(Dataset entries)
PR #1153, opened 2021-05-25
Dependency Updates.

kennethtran93:
Bunch of dependency updates.
Signed-off-by: Kenneth T <6724477+kennethtran93@users.noreply.github.com>


ke-d (approved):
Optional but maybe check if some of the global_files could be done via npm and webpack.

kennethtran93:
Bootstrap, jquery, and webextension-polyfill is already copied from npm through webpack, but never excluded from git commits.

PR #1205, opened 2021-08-09
Language Clarifications

### LINKED ISSUE #754: Rename whitelist to something
In the face of all the current things going on in the world it would be a nice way of showing support by renaming graylist and whitelist to something else. You for sure will be able to give that concept another name that might not carry the co notation that the term whitelist carries with it.

Thanks ❤️ .

kennethtran93:
Resolves #754.

If anybody finds a place where the existing terms did not migrate after this version, please let me know.


ke-d (dismissed):
Hmm I'm not sure if it's necessary to have it to have Whitelist, greylist, etc. be a changeable option. Might as well just change it to Keep list, Restart list, etc. and then note the changes in the documentation. It will probably make the PR less complicated also.

kennethtran93:
> Hmm I'm not sure if it's necessary to have it to have Whitelist, greylist, etc. be a changeable option. Might as well just change it to Keep list, Restart list, etc. and then note the changes in the documentation. It will probably make the PR less complicated also.

The issue referenced in question has seen some debate, so I'd rather just be able to provide both options.  This way those that want to change can do so, and those that would like to continue using the existing terms can do so without making any changes as well.

While the PR may look like a bit much, here's what it boils down to:
- Some accessibility enhancements to settings page (still needs work but part of it is there)
- Extracted the editable text field from the popup/expression table to be able to use in setting area as well.
- Added function to check if word was changed, otherwise provide default list name/type.
- Localization changes to reflect changed words.
- Whatever Prettier reformatted again.

neroux:
> This way those that want to change can do so, and those that would like to continue using the existing terms can do so without making any changes as well.

While I fully understand where you are coming from and what you are trying to achieve, I am afraid it still is caving in to unreasonable demands, which are solely based on some political agendas and follow some fashion trend.

What if someone finds offence with _cookie_ next? Is that going to be "customisable" as well? Will every string in the extension be eventually changeable? Where do we draw the line?

kennethtran93:
> While I fully understand where you are coming from and what you are trying to achieve, I am afraid it still is caving in to unreasonable demands, which are solely based on some political agendas and follow some fashion trend.

I don't think this is an unreasonable demand.  Sometimes change is for the better, along with an open mind.

> What if someone finds offence with _cookie_ next? Is that going to be "customisable" as well? Will every string in the extension be eventually changeable? Where do we draw the line?

I think I already answered this, but if that's the case, then the action we'll take will depend on the the changes that the web and internet browsers do as well.

neroux:
> I don't think this is an unreasonable demand. Sometimes change is for the better, along with an open mind.

That's the very point, there's no improvement or _change for the better_.

> if that's the case, then the action we'll take will depend on the the changes that the web and internet browsers do as well.

I am not aware of any changes implemented by browsers. Some services gave in to peer pressure and adjusted strings for no reason.

It's a very vocal minority who creates trouble here. The linked issue is the best example, the overwhelming majority voted against such a change, nonetheless it was implemented, when there are probably more pressing issues at hand.

kennethtran93:
Then we'll call it improvement and clarity of the language.  If the younger/future generation doesn't already understand white and black in the tech context then at least allow and restart should be more understandable without looking them up.

neroux:
I am afraid that is a false pretence. There's no "clarity" necessary here in the first place. Aforementioned example cookie is equally misleading, there's nowhere a biscuit or cookie in sight when it comes to that unique identifier value in the header. But no changes planned here as I understand.

Yes, it is your extension and you are obviously free to name things the way you see fit, but you do ask for donations and - while I do not pretend that I am current contributor or had immediate plans to become one - I am afraid I cannot say taking such a political stance will sway me very much to consider it in the future.

As mentioned, about 80% were against that change and it was still implemented (as optional) even though - just to put it into perspective - there are five current bugs and about 40 other proper feature requests.

I apologise, but this is _caving in_ and catering to aforementioned vocal minority with their agenda.

AderitoSilva:
I think a good name for the lists would be “**Never**” (for whitelist), “**On Tab Closed”** (for blacklist) and “**On Session Ended**” (for greylist). In my perspective, that would serve the main purpose of self-explaining when the cookie automatic deletion occurs and, as a bonus, would even put an end to the black/white lists debate. On that referred issue, I explain some more details about this suggestion.

Not that I'm adhering to that debate, but I think the _list_ concept should really be changed to something else, as it seems a bit confusing, at least to me. It seems confusing because the purpose of the lists is not clear enough, specially the greylist. And, the _events'_ concept seems to me as a nice alternative, as it would self explain the purpose of each list. Later on, more events could be added, like an “On Domain Exited” event, which deletes cookies after we navigate out of a domain within a tab, considering the appropriate auto-deletion delay. I imagine such a change would require just visual string changes.

I suggest the option to set a visual name for each list to not be included, because it adds additional complexity into the extension settings, which doesn't benefit most users at all. In my perspective, the decision about what technical terms to use should not be postponed to users, because it consumes more of their own effort, without providing them with any additional benefit.

Regarding that specific debate, it seems to me as a fight where there are no winning sides — to please one side, you have to go against the other, and vice-versa. My experience taught me that, sometimes, the only way to not lose is to not play. I strongly recommend you to try to keep CAD development out of this kind of confrontations, as it serves a purpose that is ethically technological, but doesn't benefit from being conditioned by cultural reasons (without rational/logical motives). Sometimes, efficiency and culture go in opposite directions, where culture changes naturally while efficiency requires cognizant research. This is just a mere suggestion, based on my own personal experiences.

Keep up the good work, and thanks for this great extension! :)

kennethtran93:
This PR has been updated to just be Language Clarification.

src/background.ts
```diff
@@ -326,10 +328,45 @@ browser.runtime.onInstalled.addListener(async (details) => {
           }
         }
       }
-      if (convertVersionToNumber(details.previousVersion) < 300) {
-        store.dispatch({
-          type: ReduxConstants.RESET_COOKIE_DELETED_COUNTER,
-        });
+      // Language Migration 3.7.0+
+      if (convertVersionToNumber(details.previousVersion) < 370) {
```
ke-d, line 332: I recommend adding a test for this if you haven't already (hard to tell in this large PR), just to verify the behavior from one state to another. Another option is to split the setting migration + test into a separate PR.

src/redux/Actions.ts
```diff
@@ -232,12 +192,9 @@ export const resetAll = (): RESET_ALL => ({
 });
 
 // Validates the setting object and adds missing settings if it doesn't already exist in the initialState
-export const validateSettings: ActionCreator<ThunkAction<
-  void,
-  State,
-  null,
-  ReduxAction
->> = () => (dispatch, getState) => {
+export const validateSettings: ActionCreator<
```
ke-d, line 195: I recommend next time having a PR just for prettifying the code and having a PR check for Prettier. It will also make future diffs a lot cleaner. Right now, it's hard to tell what actually changed.

ke-d (changes requested):

PR #1410, opened 2022-06-16
Initial Test of browser type detection for Firefox

### LINKED ISSUE #1409: [BUG] Today Firefox Nightly + your ext 3.6.0 and 3.8.0 = ERROR
### Acknowledgements

- [X] I acknowledge that I have read the above items

### Describe the bug

After today update Firefox Nightly error appears =
"Error! 
Type error for parameter options (Unexpected property "origins") for browsingData.remove.
"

● **Try it**
Restate every entry above word for word.

● **Solution to the problem**
PR #1153, opened 2021-05-25
Dependency Updates.

kennethtran93:
Bunch of dependency updates.
Signed-off-by: Kenneth T <6724477+kennethtran93@users.noreply.github.com>


ke-d (approved):
Optional but maybe check if some of the global_files could be done via npm and webpack.

kennethtran93:
Bootstrap, jquery, and webextension-polyfill is already copied from npm through webpack, but never excluded from git commits.

PR #1205, opened 2021-08-09
Language Clarifications

### LINKED ISSUE #754: Rename whitelist to something
In the face of all the current things going on in the world it would be a nice way of showing support by renaming graylist and whitelist to something else. You for sure will be able to give that concept another name that might not carry the co notation that the term whitelist carries with it.

Thanks ❤️ .

kennethtran93:
Resolves #754.

If anybody finds a place where the existing terms did not migrate after this version, please let me know.


ke-d (dismissed):
Hmm I'm not sure if it's necessary to have it to have Whitelist, greylist, etc. be a changeable option. Might as well just change it to Keep list, Restart list, etc. and then note the changes in the documentation. It will probably make the PR less complicated also.

kennethtran93:
> Hmm I'm not sure if it's necessary to have it to have Whitelist, greylist, etc. be a changeable option. Might as well just change it to Keep list, Restart list, etc. and then note the changes in the documentation. It will probably make the PR less complicated also.

The issue referenced in question has seen some debate, so I'd rather just be able to provide both options.  This way those that want to change can do so, and those that would like to continue using the existing terms can do so without making any changes as well.

While the PR may look like a bit much, here's what it boils down to:
- Some accessibility enhancements to settings page (still needs work but part of it is there)
- Extracted the editable text field from the popup/expression table to be able to use in setting area as well.
- Added function to check if word was changed, otherwise provide default list name/type.
- Localization changes to reflect changed words.
- Whatever Prettier reformatted again.

neroux:
> This way those that want to change can do so, and those that would like to continue using the existing terms can do so without making any changes as well.

While I fully understand where you are coming from and what you are trying to achieve, I am afraid it still is caving in to unreasonable demands, which are solely based on some political agendas and follow some fashion trend.

What if someone finds offence with _cookie_ next? Is that going to be "customisable" as well? Will every string in the extension be eventually changeable? Where do we draw the line?

kennethtran93:
> While I fully understand where you are coming from and what you are trying to achieve, I am afraid it still is caving in to unreasonable demands, which are solely based on some political agendas and follow some fashion trend.

I don't think this is an unreasonable demand.  Sometimes change is for the better, along with an open mind.

> What if someone finds offence with _cookie_ next? Is that going to be "customisable" as well? Will every string in the extension be eventually changeable? Where do we draw the line?

I think I already answered this, but if that's the case, then the action we'll take will depend on the the changes that the web and internet browsers do as well.

neroux:
> I don't think this is an unreasonable demand. Sometimes change is for the better, along with an open mind.

That's the very point, there's no improvement or _change for the better_.

> if that's the case, then the action we'll take will depend on the the changes that the web and internet browsers do as well.

I am not aware of any changes implemented by browsers. Some services gave in to peer pressure and adjusted strings for no reason.

It's a very vocal minority who creates trouble here. The linked issue is the best example, the overwhelming majority voted against such a change, nonetheless it was implemented, when there are probably more pressing issues at hand.

kennethtran93:
Then we'll call it improvement and clarity of the language.  If the younger/future generation doesn't already understand white and black in the tech context then at least allow and restart should be more understandable without looking them up.

neroux:
I am afraid that is a false pretence. There's no "clarity" necessary here in the first place. Aforementioned example cookie is equally misleading, there's nowhere a biscuit or cookie in sight when it comes to that unique identifier value in the header. But no changes planned here as I understand.

Yes, it is your extension and you are obviously free to name things the way you see fit, but you do ask for donations and - while I do not pretend that I am current contributor or had immediate plans to become one - I am afraid I cannot say taking such a political stance will sway me very much to consider it in the future.

As mentioned, about 80% were against that change and it was still implemented (as optional) even though - just to put it into perspective - there are five current bugs and about 40 other proper feature requests.

I apologise, but this is _caving in_ and catering to aforementioned vocal minority with their agenda.

AderitoSilva:
I think a good name for the lists would be “**Never**” (for whitelist), “**On Tab Closed”** (for blacklist) and “**On Session Ended**” (for greylist). In my perspective, that would serve the main purpose of self-explaining when the cookie automatic deletion occurs and, as a bonus, would even put an end to the black/white lists debate. On that referred issue, I explain some more details about this suggestion.

Not that I'm adhering to that debate, but I think the _list_ concept should really be changed to something else, as it seems a bit confusing, at least to me. It seems confusing because the purpose of the lists is not clear enough, specially the greylist. And, the _events'_ concept seems to me as a nice alternative, as it would self explain the purpose of each list. Later on, more events could be added, like an “On Domain Exited” event, which deletes cookies after we navigate out of a domain within a tab, considering the appropriate auto-deletion delay. I imagine such a change would require just visual string changes.

I suggest the option to set a visual name for each list to not be included, because it adds additional complexity into the extension settings, which doesn't benefit most users at all. In my perspective, the decision about what technical terms to use should not be postponed to users, because it consumes more of their own effort, without providing them with any additional benefit.

Regarding that specific debate, it seems to me as a fight where there are no winning sides — to please one side, you have to go against the other, and vice-versa. My experience taught me that, sometimes, the only way to not lose is to not play. I strongly recommend you to try to keep CAD development out of this kind of confrontations, as it serves a purpose that is ethically technological, but doesn't benefit from being conditioned by cultural reasons (without rational/logical motives). Sometimes, efficiency and culture go in opposite directions, where culture changes naturally while efficiency requires cognizant research. This is just a mere suggestion, based on my own personal experiences.

Keep up the good work, and thanks for this great extension! :)

kennethtran93:
This PR has been updated to just be Language Clarification.

src/background.ts
```diff
@@ -326,10 +328,45 @@ browser.runtime.onInstalled.addListener(async (details) => {
           }
         }
       }
-      if (convertVersionToNumber(details.previousVersion) < 300) {
-        store.dispatch({
-          type: ReduxConstants.RESET_COOKIE_DELETED_COUNTER,
-        });
+      // Language Migration 3.7.0+
+      if (convertVersionToNumber(details.previousVersion) < 370) {
```
ke-d, line 332: I recommend adding a test for this if you haven't already (hard to tell in this large PR), just to verify the behavior from one state to another. Another option is to split the setting migration + test into a separate PR.

src/redux/Actions.ts
```diff
@@ -232,12 +192,9 @@ export const resetAll = (): RESET_ALL => ({
 });
 
 // Validates the setting object and adds missing settings if it doesn't already exist in the initialState
-export const validateSettings: ActionCreator<ThunkAction<
-  void,
-  State,
-  null,
-  ReduxAction
->> = () => (dispatch, getState) => {
+export const validateSettings: ActionCreator<
```
ke-d, line 195: I recommend next time having a PR just for prettifying the code and having a PR check for Prettier. It will also make future diffs a lot cleaner. Right now, it's hard to tell what actually changed.

ke-d (changes requested):

PR #1410, opened 2022-06-16
Initial Test of browser type detection for Firefox

### LINKED ISSUE #1409: [BUG] Today Firefox Nightly + your ext 3.6.0 and 3.8.0 = ERROR
### Acknowledgements

- [X] I acknowledge that I have read the above items

### Describe the bug

After today update Firefox Nightly error appears =
"Error! 
Type error for parameter options (Unexpected property "origins") for browsingData.remove.
"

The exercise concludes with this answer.